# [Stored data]
PR #173, opened 2015-10-29
webapp: tweak and fix GWT config

psiroky:
* define the supported user agents via property. This will
   ultimately enable sharing the property for all webapps/showcase
 * remove suport for IE10 and older. Only IE11+ is supported
 * do not use 'resources' goal of gwt-maven-plugin. It does not play
   well with filtered resources and replaces the files filtered
   by standard maven-resources-plugin. The 'resources' goal should
   not be needed after additional config in pom

I've tested this by running `mvn clean install`, `mvn clean install -Dfull` and `mvn clean gwt:run` and everything seems to be working fine. 

@manstis, @porcelli, @Rikkola, @csadilek please take a look and let me know I missed something (the only thing I am not 100% sure about is the removal of 'resources' goal from the gwt-maven-plugin).


guvnor-webapp/pom.xml
```diff
@@ -191,22 +192,6 @@
...
-    </dependency>
-
-    <dependency>
-      <groupId>org.guvnor</groupId>
-      <artifactId>guvnor-asset-mgmt-client</artifactId>
-      <scope>provided</scope>
-    </dependency>
-
-    <dependency>
-      <groupId>org.guvnor</groupId>
```
psiroky: These `asset-mgmt` deps were duplicated (they are declared again later in the pom).

guvnor-webapp/src/main/resources/log4j.xml
```diff
@@ -1,43 +0,0 @@
...
-    </layout>
-  </appender>
-  <logger name="org.drools">
-    <level value="INFO"/>
-  </logger>
-  <root>
-    <priority value="ERROR"/>
-    <appender-ref ref="CONSOLE"/>
-  </root>
-</log4j:configuration>
```
psiroky: We should not be using `log4j` at all. This config file is useless.

csadilek:
@psiroky skipping the resource goal in the gwt-maven-plugin is good actually. See these commits which fixed refreshes in some IDEs: https://github.com/errai/errai-tutorial/commit/729d98e648062c76746d4ff773b0a396213e657c and https://github.com/uberfire/uberfire/commit/56e230739315472258bed925f61d7787525c27b8

csadilek:
+1, but let's give others time to take a look as well.

psiroky:
Great. We definitely want to keep the execution of `maven-resources-plugin` as it will replace the `gwt.user.client.all` property with the actual value.

manstis:
@psiroky Hi, my only concern would be whether [this](https://github.com/droolsjbpm/kie-wb-common/blob/master/kie-wb-common-widgets/kie-wb-common-ui/pom.xml#L228) is still handled correctly. That said it seems removal of the maven-gwt-compiler resources goal is preferential elsewhere so, if it breaks, we'd be better finding another alternative.

psiroky:
@manstis it should still work correctly as that module is not using the GWT `resources` goal. If I understand correctly, it relies on standard `maven-resources-plugin` to filter and copy the resources.

csadilek:
Thanks.

master: 1d5c8c323f6b7342e8ae8d4d3fb6b69085da53e7

psiroky:
Thanks @csadilek. I will create similar PRs for other repos as well.

PR #928, opened 2024-08-19
Use lighter linker for windows build

neacsu:
This change is [Reviewable](https://reviewable.io/reviews/nymtech/nym-vpn-client/928)


octol (approved):
Builds and links when I tested locally

pronebird:
What's the impact of this change?

neacsu:
> What's the impact of this change?

CI rust builds on windows run into OOM, when the ci machine has been run for a longer time. This linker is supposed to use less memory, but in order to reproduce it, we need the machine to start OOMing again and see if this PR fixes that.
PS: We already tried bumping up the RAM on the windows machine to 32GB, put that still isn't enough

PR #937, opened 2024-08-20
feat(vpnx): add network env file to config

doums:
Add to the app config file a new field `network_env_file` to set a custom network env

### DIFF
--- a/nym-vpn-x/src-tauri/src/fs/config.rs
+++ b/nym-vpn-x/src-tauri/src/fs/config.rs
@@ -4,6 +4,8 @@ use serde::{Deserialize, Serialize};
 
 #[derive(Default, Serialize, Deserialize, Debug, Clone)]
 pub struct AppConfig {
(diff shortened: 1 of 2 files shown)


octol (commented):
How does this interact with stuff that is saved on disk? Is it separate like the daemon does it or is there a risk that stuff gets stored in locations where it now becomes incompatible with mainnet?

doums:
The only data which is network dependent, stored on client side is:
- entry and exit country -> not an issue since if an invalid country is selected, it is automatically updated to a random available country (+ user is notified)
- any saved credential expiry date -> not an issue, user would have to import a new credential after switching network anyway, the only "risk" is UI showing cred expiry date for a cred valid for another network
Note: this should be fixed once daemon expose the required API to query cred data (linked to the current network), which is a pending/planned task afaik

zaneschepke (approved):

PR #950, opened 2024-08-21
Send shutdown sequentially

neacsu:
Should fix the libwg panics on shutdown


pronebird (approved):
This makes a lot of sense. I should also look into fixing this on libwg side.

octol (approved):

PR #965, opened 2024-08-22
Extract out nym-wg-gateway-client crate

octol:
Extract out `nym-wg-gateway-client` into its own crate, as it's a mostly independent module

- **Remove bare AddrParseError**
- **Rename config to wireguard_config mod**
- **Restrict pub -> pub(crate) across the board**
- **Make function private**
- **Extract out nym-wg-gateway-client crate**


dynco-nym (approved):

octol:
Thanks guys for the feedback, I'll fold that into the follow-up PR :)

PR #967, opened 2024-08-22
Add wireguard-go wrapper, netstack and two hop forwarder

pronebird:
1. go: Add netstack support to enable running WG over virtual tcp/ip stack 
2. go: Add udp forwarder to be able to inject WireGuard into WireGuard.
3. go: Renamed tunnel container into container with generic element inside to be able to store different things inside not just tunnels.
4. Add bindings via nym-wg-go. I am aware of some duplication of PrivateKey/PublicKey types etc which we already have in nym-crypto but a. they lack a few things b. the display impl. prints keys in base58 which is fairly in WireGuard which prefers base64. At least during debugging and in general base64  can be copied verbatim between configs. So for that reason I rolled my own types, but we can probably take another stab at it and see if we can reuse nym-crypto.


zaneschepke (approved):

octol (commented):
Very nice, I like it :)
So for some reason it breaks wg mode on my linux box, not sure if this is due to one of the many go dependencies that are updated or the code changes

pronebird:
> Very nice, I like it :)
> 
> So for some reason it breaks wg mode on my linux box, not sure if this is due to one of the many go dependencies that are updated or the code changes 

I will look into that today. The libwg interface should be the same though, so not entirely sure what went wrong.

.github/workflows/build-nym-vpn-android.yml
```diff
@@ -104,9 +104,9 @@ jobs:
             x86_64-linux-android \
             i686-linux-android
 
-      - name: Add cargo-ndk
+      - name: Install cargo deps
         run: |
-          cargo install cargo-ndk
+          cargo install cargo-ndk cargo-license
```
octol, line 109: Suggestion: use --locked

.github/workflows/ci-nym-vpn-core.yml
```diff
@@ -120,6 +130,12 @@ jobs:
         run: |
           ./wireguard/build-wireguard-go.sh
 
+      - name: Build wireguard (iOS)
+        if: contains(matrix.os, 'macos') || contains(matrix.os, 'mac-m1')
+        shell: bash
+        run: |
+          ./wireguard/build-wireguard-go.sh --ios
```
octol, line 137: In the build script it seems like ios and macos are different code paths, but here this command is applied for both?

.github/workflows/ci-nym-vpn-core.yml
```diff
@@ -93,6 +93,16 @@ jobs:
           echo "TRIPLET=$triplet" >> $GITHUB_ENV
           echo "RUSTFLAGS=-L ${GITHUB_WORKSPACE}/build/lib/${triplet}" >> $GITHUB_ENV
 
+      - name: set rust flags
+        working-directory: nym-vpn-core
+        shell: bash
+        run: |
+          case  "$(uname -s)" in
```
octol, line 100: Looks like work in progress but I think it's probably simpler to incorporate any env variable changes in the pre-existing block?

.github/workflows/ci-nym-vpn-core.yml
pronebird: This is a mistake. Let me fix this

pronebird: Removed

.github/workflows/build-nym-vpn-android.yml
pronebird: @zaneschepke what do you think?

.github/workflows/ci-nym-vpn-core.yml
pronebird: Actually. This is correct because we build wireguard-go for 3 platforms here:

- Desktop
- Android
- iOS (added in this PR)

.github/workflows/ci-nym-vpn-core.yml
pronebird: I don't recall adding this. @zaneschepke was it your work?

octol (approved):
Tested locally and works for me on linux :)

.github/workflows/ci-nym-vpn-core.yml
octol: Yep looks good!

PR #976, opened 2024-08-23
Use bin_info_local_vergen and remove re-export of nym-bin-common

octol:
To make sure the bin_info data passed to UserAgent comes from the local callsite, use `bin_info_local_vergen` instead of `bin_info`. The issue comes from the fact that the dependency crate lives in the platform repo where we can just use `bin_info` since the git commit SHA1 is the same anyway.

Remove re-export of `nym-bin-common`


pronebird (approved):
Good work!

PR #985, opened 2024-08-26
De-duplicate some task handling in nym-vpn-lib

octol:
This is the start of an attempt to simplify task handling in the vpn lib and move some of it away from the lib to the binary crate. This is PR is not a complete solution but a step in the right direction, I hope.

- Switch `nym-vpn-cli` to use to use the same task handling as the daemon and uniffi clients, so that we can de-duplicate some of the code in `nym-vpn-lib` that handles waiting for the running task and interrups and delete it.

- Put in a 1 sec sleep as a hack until the task handling in `nym-vpnd` is unified with `nym-vpn-lib`.

- Stop using `nym_task::wait_for_signal_and_error` to try to push signal handling one level up. This is not the endgoal, but should bring us one step closer.

- Handle a few failures that didn't disconnect the mixnet client in the wireguard path, and put in a note about what's missing.

### DIFF
--- a/nym-vpn-core/crates/nym-vpn-cli/src/error.rs
+++ b/nym-vpn-core/crates/nym-vpn-cli/src/error.rs
@@ -27,8 +27,8 @@ pub(crate) enum Error {
     #[error("failed to parse encoded credential data")]
     FailedToParseEncodedCredentialData(#[source] bs58::decode::Error),
 
-    #[error(transparent)]
-    Boxed(#[from] Box<dyn std::error::Error + Send + Sync + 'static>),
+    #[error("{0}")]
+    VpnRun(#[source] Box<dyn std::error::Error + Send + Sync + 'static>),
 
     #[error("vpn task stopped unexpectedly")]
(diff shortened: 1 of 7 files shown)


nym-vpn-core/crates/nym-vpn-cli/src/error.rs
```diff
@@ -26,6 +26,12 @@ pub(crate) enum Error {
 
     #[error("failed to parse encoded credential data")]
     FailedToParseEncodedCredentialData(#[source] bs58::decode::Error),
+
+    #[error("{0}")]
```
pronebird, line 30: In some of your PRs you used `#[transparent]` instead. Does it not work for a boxed error?

pronebird (approved):

nym-vpn-core/crates/nym-vpn-cli/src/error.rs
octol: It only works when you have `#[from]`, which in this case I wanted to avoid

PR #986, opened 2024-08-26
Remove the ctrl-c signal handler from nym-vpn-lib

octol:
Remove the Ctrl-C signal handler from `nym-vpn-lib` and instead start it from the cli crate, which in turns sends a stop signal that gets the whole shutdown procedure rolling

NOTE: there is still a second signal handler hidden in force to exit step

### DIFF
--- a/nym-vpn-core/crates/nym-vpn-cli/src/main.rs
+++ b/nym-vpn-core/crates/nym-vpn-cli/src/main.rs
@@ -5,6 +5,7 @@ use std::{fs, path::PathBuf};
 
 use clap::Parser;
 use commands::{CliArgs, ImportCredentialTypeEnum};
+use futures::channel::mpsc;
 use nym_vpn_lib::{
     bin_common::bin_info,
     gateway_directory::{Config as GatewayConfig, EntryPoint, ExitPoint},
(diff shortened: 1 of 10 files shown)


nym-vpn-core/crates/nym-vpn-cli/src/main.rs
```diff
@@ -5,6 +5,7 @@ use std::{fs, path::PathBuf};
 
 use clap::Parser;
 use commands::{CliArgs, ImportCredentialTypeEnum};
+use futures::channel::mpsc;
```
pronebird, line 8: We could probably default to using [tokio::sync::mpsc](https://docs.rs/tokio/latest/tokio/sync/mpsc/index.html) when possible

nym-vpn-core/crates/nym-vpn-cli/src/main.rs
```diff
@@ -178,27 +179,21 @@ async fn run_vpn(args: commands::RunArgs, data_path: Option<PathBuf>) -> Result<
...
-        Ok(nym_vpn_lib::NymVpnExitStatusMessage::Failed(err)) => {
-            debug!("VPN exited with error: {:?}", err);
-            Err(Error::VpnRun(err))
-        }
-        Err(err) => {
-            debug!("VPN exited with error: {:?}", err);
-            Err(Error::UnexpectedStop)
-        }
-    }
+fn register_signal_handler(vpn_ctrl_tx: mpsc::UnboundedSender<nym_vpn_lib::NymVpnCtrlMessage>) {
```
pronebird, line 187: We might want to listen for `SIG_TERM` too as those are common:

```rs
use tokio::signal::unix::{signal, SignalKind};
let mut signal_stream = signal(SignalKind::terminate())?;
signal_stream.recv().await;
vpn_ctrl_tx.unbounded_send(..).unwrap();
```

pronebird (approved):
Left a few comments otherwise ok.

PR #1001, opened 2024-08-29
Apple: Update settings order

rokas-ambrazevicius:


nym-vpn-apple/Settings/Sources/Settings/SettingsViewModel.swift
```diff
@@ -14,7 +14,6 @@ public class SettingsViewModel: SettingsFlowState {
         [
             connectionSection(),
             themeSection(),
-            logsSection(),
```
pronebird, line 17: Are we removing logs?

pronebird (approved):

PR #1026, opened 2024-09-02
ci: add ios target

pronebird:
- Configure iOS target separately to avoid mixing Mac and iOS 
- Separate uniffi-bindgen from vpn-lib to avoid building the entire thing only to run bindgen
- Xcode: automatically download env files when they aren't present in the file system


octol (approved):

nym-vpn-core/uniffi-bindgen/Cargo.toml
```diff
@@ -0,0 +1,12 @@
+[package]
```
octol, line 1: Please move the new crate to `crates`

octol (approved):

Issue #206, opened 2018-02-27
Secrets field names


akutz:
# Field Name Length
I just double-checked the spec, and there is never more than a single type of secrets field per RPC. The field names are unnecessarily verbose and result in language bindings and subsequent developer code that is not as clean or succinct as it could be.

Please consider simplifying the secrets fields to `secrets`.

Also, if the argument against this is that RPCs may have multiple secrets packages in the future, then the fields should become more verbose as the future of CSI may also contain snapshots, pools, etc. Then `controller_create_secrets` is no longer unique unless it becomes `controller_create_volume_secrets`.

At the very minimum the field names should drop the service prefix as it's redundant.

However, again, these are not RPC message definitions. The scope of fields is tied to the RPC message itself, and thus information like the service prefix as necessarily unique is quite improbable. To that end, so is everything but `secrets` itself.

# Field Name Permanence
The names of the secrets-related fields should be declared untouchable once decided upon. This is due to their inherent, sensitive nature. Logging middleware and other applications may elect to omit sensitive data when storing or producing output. Changing the names of the fields in the future could result in the leaking of sensitive data.

# Summary
1. Please simplify the secrets field names to `secrets`.
2. Please never change these field names again

cc @saad-ali

saad-ali:
What @jdef mentioned is being handled in PR #233 and issue https://github.com/container-storage-interface/spec/issues/291?

Regarding the crazy secret names? Yes, we should clean them up and just call them `secret` and clarify in the field comments.

saad-ali:
Closed in https://github.com/container-storage-interface/spec/pull/317

PR #233, opened 2018-05-11
Sensitive field option for credential fields

jdef:
Custom protobuf option for fields that MAY contain sensitive, secret information. Allows for introspection of CSI message data using specific protobuf options, which is a more robust approach than the current alternative (testing field names).

* partial fix for #206


jdef:
rebased to master

jdef:
Jie was wondering how I came up with the extension number. I basically just picked a large number that I thought would not collide with anything else in the spec. Well, apparently there's a registry of extension numbers for public projects. So if we want this PR to land, we'll probably need to register an extension number.

See https://github.com/protocolbuffers/protobuf/blob/master/docs/options.md

jdef:
https://github.com/protocolbuffers/protobuf/pull/5319

jdef:
Once we are assigned an official extension range I can bump this PR to use a number from that range.

jdef:
rebased to master

saad-ali:
protocolbuffers/protobuf#5319 has merged. We should be good to use 1059. PR needs rebase.

PR #237, opened 2018-05-22
Snapshot clarifications

Akrog:
The new snapshot feature has a couple of things that I think should be addressed.

There is no reference to expected behavior when the required_bytes in _CreateVolumeRequest_'s _capacity_range_ is larger or smaller than that of the _VolumeContentSource_.  This may lead to different interpretations and implementations, so we should be explicit.

Comments in _SnapshotSource_ can be confusing since they are referencing a "created snapshot", when they should be referencing an existing snapshot instead.

### DIFF
--- a/spec.md
+++ b/spec.md
@@ -655,11 +655,10 @@ message CreateVolumeRequest {
 // type fields MUST be specified.
 message VolumeContentSource {
   message SnapshotSource {
-    // Contains identity information for the created snapshot. This
-    // field is REQUIRED. The identity information will be used by
-    // the CO in subsequent calls to refer to the provisioned snapshot.
-    // Plugin is REQUIRED to support creating volume from snapshot if
-    // it supports the capability CREATE_DELETE_SNAPSHOT.
+    // Contains identity information for the existing source snapshot.
+    // This field is REQUIRED. Plugin is REQUIRED to support creating
+    // volume from snapshot if it supports the capability
+    // CREATE_DELETE_SNAPSHOT.
     string id = 1;
   }
 
--- a/spec.md
+++ b/spec.md
@@ -623,7 +623,11 @@ message CreateVolumeRequest {
 
   // This field is OPTIONAL. This allows the CO to specify the capacity
   // requirement of the volume to be provisioned. If not specified, the
-  // Plugin MAY choose an implementation-defined capacity range.
+  // Plugin MAY choose an implementation-defined capacity range. If
+  // specified it MUST always be honored, even when creating volumes
+  // from a source; which may force some backends to internally extend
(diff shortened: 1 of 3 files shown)


spec.md
```diff
@@ -615,7 +615,11 @@ message CreateVolumeRequest {
 
   // This field is OPTIONAL. This allows the CO to specify the capacity
   // requirement of the volume to be provisioned. If not specified, the
-  // Plugin MAY choose an implementation-defined capacity range.
+  // Plugin MAY choose an implementation-defined capacity range. If
+  // specified it must always be honored, even when creating volumes
```
jdef: nit: s/must/MUST/ ... to make it an official requirement

spec.md
```diff
@@ -783,7 +786,7 @@ The CO MUST implement the specified error recovery behavior when it encounters t
...
-| Unsupported `capacity_range` | 11 OUT_OF_RANGE | Indicates that the capacity range is not allowed by the Plugin. More human-readable information MAY be provided in the gRPC `status.message` field. | Caller MUST fix the capacity range before retrying. |
+| Unsupported `capacity_range` | 11 OUT_OF_RANGE | Indicates that the capacity range is not allowed by the Plugin (for example when trying to create a volume smaller than the source snapshot). More human-readable information MAY be provided in the gRPC `status.message` field. | Caller MUST fix the capacity range before retrying. |
```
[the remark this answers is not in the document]
Akrog: That was my initial writing, but then I read in the row above `the CO MAY lose state (for example when the CO crashes and restarts),` and decided to maintain the style.  I'm fine either way.

I'm trying to figure out what's the problem with the csi.pb.go I generated in these patches, and why the Go job failed.  Once I have that figured out I'll submit a new patch.

xing-yang:
LGTM

spec.md
```diff
@@ -655,11 +659,10 @@ message CreateVolumeRequest {
 // type fields MUST be specified.
 message VolumeContentSource {
   message SnapshotSource {
-    // Contains identity information for the created snapshot. This
-    // field is REQUIRED. The identity information will be used by
-    // the CO in subsequent calls to refer to the provisioned snapshot.
-    // Plugin is REQUIRED to support creating volume from snapshot if
-    // it supports the capability CREATE_DELETE_SNAPSHOT.
+    // Contains identity information for the existing source snapshot.
+    // This field is REQUIRED. Plugin is REQUIRED to support creating
```
cpuguy83: Should this be `Plugin MUST support ...`?

cpuguy83: This is fine as is.

Akrog:
Thanks!

PR #238, opened 2018-05-22
Add a new RPC NodeDrain to the spec

Kaixiang:
Further to conversation in the 5/9/2018 community meeting.  We (OSS CF) agreed to submit a PR adding a NodeDrain RPC.

Thanks
CF


spec.md
```diff
@@ -1784,6 +1785,27 @@ Condition | gRPC Code | Description | Recovery Behavior
 | --- | --- | --- | --- |
 | Call not implemented | 12 UNIMPLEMENTED | NodeGetInfo call is not implemented by the plugin or disabled in the Plugin's current mode of operation. | Caller MUST NOT retry. Caller MAY call `ControllerGetCapabilities` or `NodeGetCapabilities` to discover Plugin capabilities. |
 
+#### `NodeDrain`
+
+A Node Plugin MUST implement this RPC call if the plugin has `DRAIN_VOLUMES` node capability.
+
+If the plugin has DRAIN_VOLUMES capability, the CO SHOULD call NodeDrain prior to terminating the plugin. During normal
```
jdef: Please review the contribution guidelines re: expected format for markdown text (e.g. one sentence per line), a single sentence shall not be split across multiple lines...

Also, this RPC is missing an error table that describes likely errors a CO might encounter and the expected CO behavior in such cases.

spec.md
```diff
@@ -1784,6 +1785,27 @@ Condition | gRPC Code | Description | Recovery Behavior
...
+#### `NodeDrain`
+
+A Node Plugin MUST implement this RPC call if the plugin has `DRAIN_VOLUMES` node capability.
+
+If the plugin has DRAIN_VOLUMES capability, the CO SHOULD call NodeDrain prior to terminating the plugin. During normal 
+operation, the CO will already have called `NodeUnpublishVolume` and `NodeUnstageVolume` on all volumes published or staged 
+on the node, however in some failure cases it is easy for clean-up to fail and mountpoints to be left on the node. 
+NodeDrain provides the plugin an opportunity to clean up.
+
+The CO MUST NOT call other RPCs on the node after NodeDrain is called.  The plugin should treat any other Node RPC after
```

# [What you have to do]
When you reach the line that contains "does not play", stop; output it and every line before it from the start of the data, exactly as written.

# [Task answer]
PR #173, opened 2015-10-29
webapp: tweak and fix GWT config

psiroky:
* define the supported user agents via property. This will
   ultimately enable sharing the property for all webapps/showcase
 * remove suport for IE10 and older. Only IE11+ is supported
 * do not use 'resources' goal of gwt-maven-plugin. It does not play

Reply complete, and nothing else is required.